Practicio chuckled. “Sam, meet Kip. She’s been practicing the same trick for three years.”
Sam’s eyes widened. “You’re still not done?”
Kip pulled a leaf out of her helmet. “Nope! But I’m way better than I was at fall number 83. And way less bruised than 2,012.”
Sam stepped forward. “Don’t you get tired of failing?”
Kip tilted her head. “I don’t fail. I fall. It’s not the same.”
She stood up and dusted herself off. “Every time I fall, I learn something. Sometimes it’s big—like where to put my feet. Sometimes it’s small—like ‘don’t practice after eating six apples.’ But every time, I get closer.”
“And someday, I’ll land it.”
She looked at Sam’s yo-yo.
“You fallin’, too?”
Sam nodded.
“Then you’re already on the way.”
Kip grinned and grabbed her skateboard. “Race you to the next fall!”

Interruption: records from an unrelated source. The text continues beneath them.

PR #19092, opened 2023-05-24
[APM-674] ClusterInfo memory accounting

maierlars:
### Scope & Purpose
Let's see if we can do memory accounting using PMR allocators.


lib/Containers/FlatHashMap.h
```diff
@@ -60,4 +64,24 @@ template<class K, class V,
...
+template<class K, class V,
+         class Hash = typename absl::flat_hash_map<K, V>::hasher,
+         class Eq = typename absl::flat_hash_map<K, V, Hash>::key_equal>
+using FlatHashMap = arangodb::containers::FlatHashMap<
+    K, V, Hash, Eq, std::pmr::polymorphic_allocator<std::pair<const K, V>>>;
+}
+
 }  // namespace arangodb::containers
+
+// THIS IS JUST TEMPORARY!
```
MBkkt, line 77: https://github.com/abseil/abseil-cpp/blob/master/absl/hash/internal/hash.h#LL532C1-L537C2

arangod/Cluster/ClusterTypes.h
```diff
@@ -42,6 +42,15 @@ typedef std::string ViewID;           // ID of a view
 typedef std::string ShardID;          // ID of a shard
 typedef uint32_t ServerShortID;       // Short ID of a server
 typedef std::string ServerShortName;  // Short name of a server
+namespace pmr {
+typedef std::pmr::string ServerID;         // ID of a server
```
MBkkt, line 46: ServerID is fixed size string (PRMR/COORD/...-uuid), I think better to use array<char, ...>

arangod/Cluster/ClusterInfo.h
```diff
@@ -1187,22 +1198,25 @@ class ClusterInfo final {
   static constexpr double checkAnalyzersPreconditionTimeout = 10.0;
 
   mutable std::mutex _failedServersMutex;
-  containers::FlatHashSet<ServerID> _failedServers;
+  std::pmr::unordered_set<pmr::ServerID> _failedServers;
```
MBkkt, line 1201: Why do you decide to change type?

arangod/Cluster/ClusterTypes.h
```diff
@@ -42,6 +42,15 @@ typedef std::string ViewID;           // ID of a view
 typedef std::string ShardID;          // ID of a shard
 typedef uint32_t ServerShortID;       // Short ID of a server
 typedef std::string ServerShortName;  // Short name of a server
+namespace pmr {
```
MBkkt, line 45: I think it should be ClusterInfo local

lib/Containers/NodeHashMap.h
```diff
@@ -33,4 +37,12 @@ template<class K, class V,
...
 using NodeHashMap = absl::node_hash_map<K, V, Hash, Eq, Allocator>;
 
+namespace pmr {
+template<class K, class V,
+         class Hash = typename absl::node_hash_map<K, V>::hasher,
+         class Eq = typename absl::node_hash_map<K, V, Hash>::key_equal>
+using NodeHashMap =
+    absl::node_hash_map<K, V, Hash, Eq,
+                        std::pmr::polymorphic_allocator<std::pair<const K, V>>>;
+}
```
MBkkt, line 47: Why do we need this using globally?
Same about other changes in the Containers directory

arangod/Cluster/ClusterInfo.cpp
```diff
@@ -546,10 +547,43 @@ DECLARE_HISTOGRAM(arangodb_load_current_runtime, ClusterInfoScale,
...
+namespace {
+struct CountingMemoryResource : std::pmr::memory_resource {
+  explicit CountingMemoryResource(memory_resource* base,
+                                  metrics::Gauge<std::size_t>& metric)
+      : base(base), metric(metric) {}
+
+ private:
+  void* do_allocate(size_t bytes, size_t alignment) override {
+    metric += bytes;
+    return base->allocate(bytes, alignment);
```
gnusi, line 562: Since `memory_resource::allocate` may throw, we have to change the order
```suggestion
    auto* p = base->allocate(bytes, alignment);
    metric += bytes;
    return p;
```

gnusi (changes requested):

lib/Containers/NodeHashMap.h
maierlars: why not? There are other places where we can make use of pmr version of NodeHashMap.

lib/Containers/FlatHashMap.h
maierlars: I have no idea what this should tell me.

arangod/Cluster/ClusterTypes.h
maierlars: out of scope.

arangod/Cluster/ClusterTypes.h
maierlars: why?

arangod/Cluster/ClusterInfo.cpp
maierlars: Thanks! Good point!

lib/Containers/FlatHashMap.h
MBkkt: absl hash allow to makes overloads for your own values

arangod/Cluster/ClusterTypes.h
MBkkt: I don't think so, you already changed the type, why don't change to simpler and smaller one?

arangod/Cluster/ClusterTypes.h
MBkkt: Because it's used in ClusterInfo only

lib/Containers/NodeHashMap.h
MBkkt: For what task?

lib/Containers/FlatHashMap.h
MBkkt: I saw that you write the current container_internal specialization is temporary, so I pointed how it could be done

arangod/Cluster/ClusterTypes.h
maierlars: I think so. ServerIDs are not fixed size. In fact the server name can be dictated from the outside, as it is done for kubernetes.

arangod/Cluster/ClusterInfo.h
maierlars: `pmr::ServerID` is too big for the flat hashset.

arangod/Cluster/ClusterTypes.h
MBkkt: > ServerIDs are not fixed size.

Really? :(

> In fact the server name can be dictated from the outside, as it is done for kubernetes.

Could you explain for me where ServerID set to not restricted size string?
I found only two places and both looks like role + uuid

```cpp
  std::string id;
  bool hadPersistedId = hasPersistedId();
  if (!hadPersistedId) {
    id = generatePersistedId(role);

    LOG_TOPIC("0d924", INFO, Logger::CLUSTER)
        << "Fresh start. Persisting new UUID " << id;
  } else {
    id = getPersistedId();
    LOG_TOPIC("db3ce", DEBUG, Logger::CLUSTER)
        << "Restarting with persisted UUID " << id;
  }
  setId(id);
```

```cpp
    // If we have persisted id, we use that. Otherwise we check, if we were
    // given a disaster recovery id that wins then before a new one is generated
    // and that choice persisted.
    std::string uuid;
    if (ServerState::instance()->hasPersistedId()) {
      uuid = ServerState::instance()->getPersistedId();
    } else {
      std::string recoveryId = _agent->config().recoveryId();
      if (recoveryId.empty()) {
        uuid = ServerState::instance()->generatePersistedId(
            ServerState::ROLE_AGENT);
      } else {
        uuid = recoveryId;
        ServerState::instance()->writePersistedId(recoveryId);
      }
    }
    _agent->id(uuid);
    ServerState::instance()->setId(uuid);
```


Maybe this option?
```cpp
  options->addOption("--agency.disaster-recovery-id",
                     "Specify the ID for this agent. WARNING: This is a "
                     "dangerous option, for disaster recover only!"
```

maierlars: > Or we just put something not uuid like to the uuid file?
Yes.

arangod/Cluster/ClusterInfo.h
maierlars: As I did?

MBkkt: I saw and resolved

arangod/Cluster/ClusterTypes.h
MBkkt: Ok

lib/Containers/FlatHashMap.h
maierlars: but how to make it transparent?

MBkkt: Define your own Hash/Eq. So you don't want to write it now and just make internal overload, ok

Documentation/Metrics/arangodb_internal_cluster_info_memory.yaml
```diff
@@ -0,0 +1,18 @@
+name: arangodb_internal_cluster_info_memory
+introducedIn: "3.12"
+help: |
+  Amount of memory spent in ClusterInfo.
+unit: byte
+type: gauge
+# all other categories are to specific
```
jsteemann, line 7:
```suggestion
# all other categories are too specific
```

Documentation/Metrics/arangodb_internal_cluster_info_memory.yaml
```diff
@@ -0,0 +1,18 @@
+name: arangodb_internal_cluster_info_memory
```
jsteemann, line 1: I suggest to rename this metric to "_memory_usage", as it then would be in line with several other metrics.
```suggestion
name: arangodb_internal_cluster_info_memory_usage
```

Documentation/Metrics/arangodb_internal_cluster_info_memory.yaml
```diff
@@ -0,0 +1,18 @@
...
+  Amount of memory spent in ClusterInfo.
+unit: byte
+type: gauge
+# all other categories are to specific
+category: Statistics
+complexity: high
+exposedBy:
+  - coordinator
+  - dbserver
+  - agent
```
jsteemann, line 13: IMHO there is no ClusterInfo in the agency.
```suggestion
```

arangod/Cluster/ClusterTypes.h
```diff
@@ -41,6 +42,17 @@ typedef std::string ViewID;           // ID of a view
...
+using ManagedString = std::basic_string<char, std::char_traits<char>,
+                                        ResourceUsageAllocator<char>>;
+typedef ManagedString ServerID;         // ID of a server
+typedef ManagedString DatabaseID;       // ID/name of a database
+typedef ManagedString CollectionID;     // ID of a collection
+typedef ManagedString ViewID;           // ID of a view
+typedef ManagedString ShardID;          // ID of a shard
+typedef uint32_t ServerShortID;         // Short ID of a server
```
jsteemann, line 53: Do we need this extra typedef? It seems it does not need a special allocator for anything.
```suggestion
typedef uint32_t ServerShortID;         // Short ID of a server
```

arangod/Cluster/ClusterInfo.h
```diff
@@ -1200,7 +1252,13 @@ class ClusterInfo final {
...
 
   mutable std::mutex _failedServersMutex;
-  containers::FlatHashSet<ServerID> _failedServers;
+  template<typename K>
+  using NodeHashSet =
+      containers::NodeHashSet<K, typename containers::NodeHashSet<K>::hasher,
+                              typename containers::NodeHashSet<K>::key_equal,
+                              ResourceUsageAllocator<K>>;
+
+  NodeHashSet<pmr::ServerID> _failedServers;
```
jsteemann, line 1261: Previously `_failedServers` was a FlatHashSet. Now it is a NodeHashSet. Which is fine, but is there a specific reason for this change?

arangod/Cluster/ClusterInfo.cpp
```diff
@@ -547,20 +550,55 @@ DECLARE_HISTOGRAM(arangodb_load_current_runtime, ClusterInfoScale,
 DECLARE_HISTOGRAM(arangodb_load_plan_runtime, ClusterInfoScale,
                   "Plan loading runtimes [ms]");
 
+DECLARE_GAUGE(arangodb_internal_cluster_info_memory, std::size_t,
```
jsteemann, line 553: I suggest to rename the metric so it is in line with many other memory usage metrics.
```suggestion
DECLARE_GAUGE(arangodb_internal_cluster_info_memory_usage, std::size_t,
```

arangod/Cluster/ClusterInfo.cpp
```diff
@@ -1511,16 +1555,28 @@ void ClusterInfo::loadPlan() {
...
-  decltype(_collectionGroups) newCollectionGroups;
+  decltype(_replicatedLogs) newReplicatedLogs{_resourceMonitor};
+  decltype(_collectionGroups) newCollectionGroups{_resourceMonitor};
+
+  static_assert(std::uses_allocator_v<
+                ClusterInfo::NewStuffByDatabase,
+                ResourceUsageAllocator<ClusterInfo::NewStuffByDatabase>>);
+
+  std::make_obj_using_allocator<NewStuffByDatabase>(
+      ResourceUsageAllocator<int>(_resourceMonitor));
```
jsteemann, line 1566: My understanding of this statement is that it creases a temporary `NewStuffByDatabase` object on the stack, which, because it is anonymous, is not referred to later.

arangod/Cluster/ClusterInfo.cpp
```diff
@@ -6600,53 +6670,87 @@ ClusterInfo::getCurrent(uint64_t& index,
...
 }
 
 void ClusterInfo::setFailedServers(
     containers::FlatHashSet<ServerID> failedServers) {
   std::lock_guard lock{_failedServersMutex};
-  _failedServers = std::move(failedServers);
+  _failedServers.clear();
+  for (auto const& server : failedServers) {
+    _failedServers.emplace(server);
+  }
```
jsteemann, line 6687: nit: this method gets its argument by value, so we could now move the values into the container.
```suggestion
  for (auto& server : failedServers) {
    _failedServers.emplace(std::move(server));
  }
```

arangod/Cluster/ClusterInfo.cpp
```diff
@@ -6600,53 +6670,87 @@ ClusterInfo::getCurrent(uint64_t& index,
...
 }
 
 #ifdef ARANGODB_USE_GOOGLE_TESTS
 void ClusterInfo::setServers(
     containers::FlatHashMap<ServerID, std::string> servers) {
   WRITE_LOCKER(writeLocker, _serversProt.lock);
-  _servers = std::move(servers);
+  _servers.clear();
+  for (auto const& [k, v] : servers) {
+    _servers.emplace(k, v);
```
jsteemann, line 6696: same

arangod/Cluster/ClusterInfo.cpp
```diff
@@ -6600,53 +6670,87 @@ ClusterInfo::getCurrent(uint64_t& index,
...
+  }
 }
 
 void ClusterInfo::setServerAliases(
     containers::FlatHashMap<ServerID, std::string> aliases) {
   WRITE_LOCKER(writeLocker, _serversProt.lock);
-  _serverAliases = std::move(aliases);
+  _serverAliases.clear();
+  for (auto const& [k, v] : aliases) {
+    _serverAliases.emplace(k, v);
```
jsteemann, line 6705: same (also for the following methods).

arangod/Cluster/ClusterInfo.cpp
maierlars: left over, I will remove this.

lib/Basics/debugging.h
```diff
@@ -146,6 +146,11 @@ struct remove_cvref {
 template<class T>
 using remove_cvref_t = typename remove_cvref<T>::type;
 
+template<typename>
+struct is_basic_string : std::false_type {};
+template<typename C, typename T, typename A>
+struct is_basic_string<std::basic_string<C, T, A>> : std::true_type {};
```
MBkkt, line 152: Maybe we should check only char string?

lib/Basics/debugging.h
```diff
@@ -156,7 +161,7 @@ struct is_container
               !std::is_same_v<unsigned char*, typename std::decay<T>::type> &&
               !std::is_same_v<unsigned char const*,
                               typename std::decay<T>::type> &&
-              !std::is_same_v<T, std::string> &&
+              !is_basic_string<T>::value &&
               !std::is_same_v<T, std::string_view> &&
               !std::is_same_v<T, const std::string>,
```
MBkkt, line 166: Could be removed if we remove const from T above

arangod/Cluster/ClusterInfo.h
MBkkt: It's maybe because increased size of entry, in arangodb we have static asserts to prevent such usage of absl hash tables.
40 bytes now.

I think speed is pretty same in such case according to benchmark, so we probably could increase the limit, or just use node hash set here as Lars wrote

arangod/Cluster/ClusterInfo.h
```diff
@@ -150,19 +154,61 @@ class ClusterInfo final {
     uint64_t hash;
     std::shared_ptr<LogicalCollection> collection;
   };
+
+  struct Hasher {
```
MBkkt, line 158: Please keep using absl::Hash, it's important for absl containers

arangod/Cluster/ClusterInfo.cpp
```diff
@@ -6600,53 +6670,87 @@ ClusterInfo::getCurrent(uint64_t& index,
...
+  }
+  return result;
 }
 
 void ClusterInfo::setFailedServers(
     containers::FlatHashSet<ServerID> failedServers) {
   std::lock_guard lock{_failedServersMutex};
-  _failedServers = std::move(failedServers);
+  _failedServers.clear();
+  for (auto const& server : failedServers) {
```
MBkkt, line 6685: Could you call reserve before inserting please?

arangod/Cluster/ClusterInfo.h
MBkkt: Personally me prefer increase limit to 40, 32 was written because string is 32.
But for maps we use bigger pair sizeof, so I think it's ok to just change this to 40

arangod/Cluster/ClusterInfo.cpp
maierlars: no we can't, because the string inside the container uses a different allocator.

arangod/Cluster/ClusterInfo.cpp
maierlars: still not possible.

arangod/Cluster/ClusterInfo.cpp
maierlars: only used when `ARANGODB_USE_GOOGLE_TESTS` is defined. So probably not even relevant for production.

arangod/Cluster/ClusterInfo.h
maierlars: why is it important?

MBkkt: Because absl hashtables performance more dependant of quality of hash functions.

And it already was and it's not difficult to write `absl::HashOf(value)` instead of `std::hash<T>{}(value)`, so why not?

lib/Basics/debugging.h
jsteemann: Discussed with @MBkkt: can be ignored for now.

arangod/Cluster/ClusterInfo.h
jsteemann: Discussed with @MBkkt : can be ignored for now.

lib/Basics/debugging.h
jsteemann: Discussed with @MBkkt : can be ignored for now.

jsteemann (approved):
LGTM

MBkkt (commented):
LGTM.
But maybe add new js test for new metric?

MBkkt (approved):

Sam laughed. “I think I’ll walk.”
Practicio placed a gentle hand on his shoulder.
“You’ve seen the island now. The Almosts. The Could-Have-Beens. But you, Sam? You’re not done yet. And that makes all the difference.”
The sky shimmered.
The world softened.
And then—
Chapter Six: The First Trick
Sam woke up.
The driveway was back. So was the yo-yo. But the knot didn’t judge him anymore.
His grip was different now.
He untied the knot carefully. Rewound the string. Took a breath.
And tried again.
The yo-yo dipped, spun, wobbled—and bounced.
Not perfect.
Not even close.
But it was the first time it didn’t feel like a failure.
It felt like a beginning.
And somewhere, quiet and patient, the wind shifted again—
as if wondering when he might return.